日本に未着の某雑誌の最新号に載った、ウォルター・リップマンの小論文を読み上げた駐日米国大使館のスタッフから「(1)筆者の言葉をなるべく忠実に使って、論文の要約をせよ。(2)自分の言葉と知識を駆使して、リップマン論文に評論を加えよ」と言う二問の試験問題を出され、「このようなテストで訓練されているアメリカの学生にはとても敵わない」と言う想いが脳裏を走った事を今でも覚えている。

一夜漬けは勿論、試験の為の勉強も役に立たず、常に物事を整理、分析し、理性的な結論を導き出す訓練が物を言うこのような試験問題に「説得力のある」回答を出せる人材こそ、「グローバル」に通用する人材だとすれば、「国や仕事に役に立つ事を覚えよう。その結果を試験で測ろう」と言う日本の教育の方向を変えない限り、いくら「TOEFLの導入」などの手段の工夫をしても、日本の「グローバル人材」養成の道は険しい。

ところが日本では最近、「道徳」まで「国の検定教科書」で教えようとする動きがあると言う。

「道徳」は知識でもなければ、試験で測れるものでもない。

「心」に浸透してはじめて生きる「道徳」は、「たしなみ」や「教養」に近いもので、どこの国でも宗教の教えや家庭の「しつけ」を中心に、永い時間を掛けて養っている。

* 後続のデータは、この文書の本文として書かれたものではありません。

PR #461, opened 2025-10-31
Switch to guest fs/gs before calling rt_sigreturn

CvvT:
Now that we have signal support, we could add back the signal test removed by #380. This PR also fixes the syscall handler for `rt_sigreturn`. Because syscall `rt_sigreturn` does not return, we need to retore guest's fsbase or gs before calling it.

### DIFF
--- a/litebox_platform_linux_userland/src/lib.rs
+++ b/litebox_platform_linux_userland/src/lib.rs
@@ -582,8 +582,7 @@ syscall_callback:
     mov esp, fs:host_sp@ntpoff
     mov ebp, fs:host_bp@ntpoff
 
-    // Save guest gs and switch to host gs
-    mov fs:guest_gs@tpoff, gs
+    // Switch to host gs
     mov ax, fs
     mov gs, ax
 
@@ -686,8 +685,6 @@ host_sp:
 host_bp:
     .long 0
 guest_context_top:
-    .long 0
-guest_gs:
     .long 0
 in_guest:
     .long 0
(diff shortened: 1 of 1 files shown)


wdcui:
@jstarks can you take a look at this PR when you get a chance? Thanks!

litebox_platform_linux_userland/src/lib.rs
```diff
@@ -582,7 +582,8 @@ syscall_callback:
     mov esp, fs:host_sp@ntpoff
     mov ebp, fs:host_bp@ntpoff
 
-    // Switch to host gs
+    // Save guest gs and switch to host gs
+    mov fs:guest_gs@tpoff, gs
```
jstarks: `gs` is already saved in the pt_regs structure itself, so don't save it again.

litebox_platform_linux_userland/src/lib.rs
```diff
@@ -1076,19 +1079,28 @@ impl litebox::platform::PunchthroughToken for PunchthroughToken {
...
+                        SYSCALL_NUM = const syscalls::Sysno::rt_sigreturn as usize,
                         options(noreturn)
                     );
                 }
                 #[cfg(target_arch = "x86")]
                 unsafe {
                     core::arch::asm!(
                         "mov esp, {0}",
+                        "mov BYTE PTR gs:in_guest@ntpoff, 1",
+                        // Switch to guest gs
```
jstarks: Don't need to do anything special here--rt_sigreturn will restore gs for us.

jstarks:
Conceptually this is fine. I have a native implementation of rt_sigreturn coming soon, but this change is fine for now (and adds tests, which is good).

But the 32-bit path needs to be reverted first.

litebox_platform_linux_userland/src/lib.rs
CvvT: Good point! It's removed.

litebox_platform_linux_userland/src/lib.rs
CvvT: Removed as well.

日本はもともと宗教心の薄い事に加え、家庭の崩壊で「しつけ」が出来ないと言うのなら、 技術と共に「心」を磨く柔道、剣道、唐手道、相撲道、書道、茶道、華道など、数ある日本独特の「道」の中から自分の好みに合った「道」を生徒に選択させ、その「道」を極めさせるほうが、文科省の役人が考える「道徳カリキュラム」より遙かに優れている。

「道徳教育」まで「検定教科書」に頼る「検定教科書依存症」は余りにも「異常」で、これでは「グローバル」人材の養成は無理である。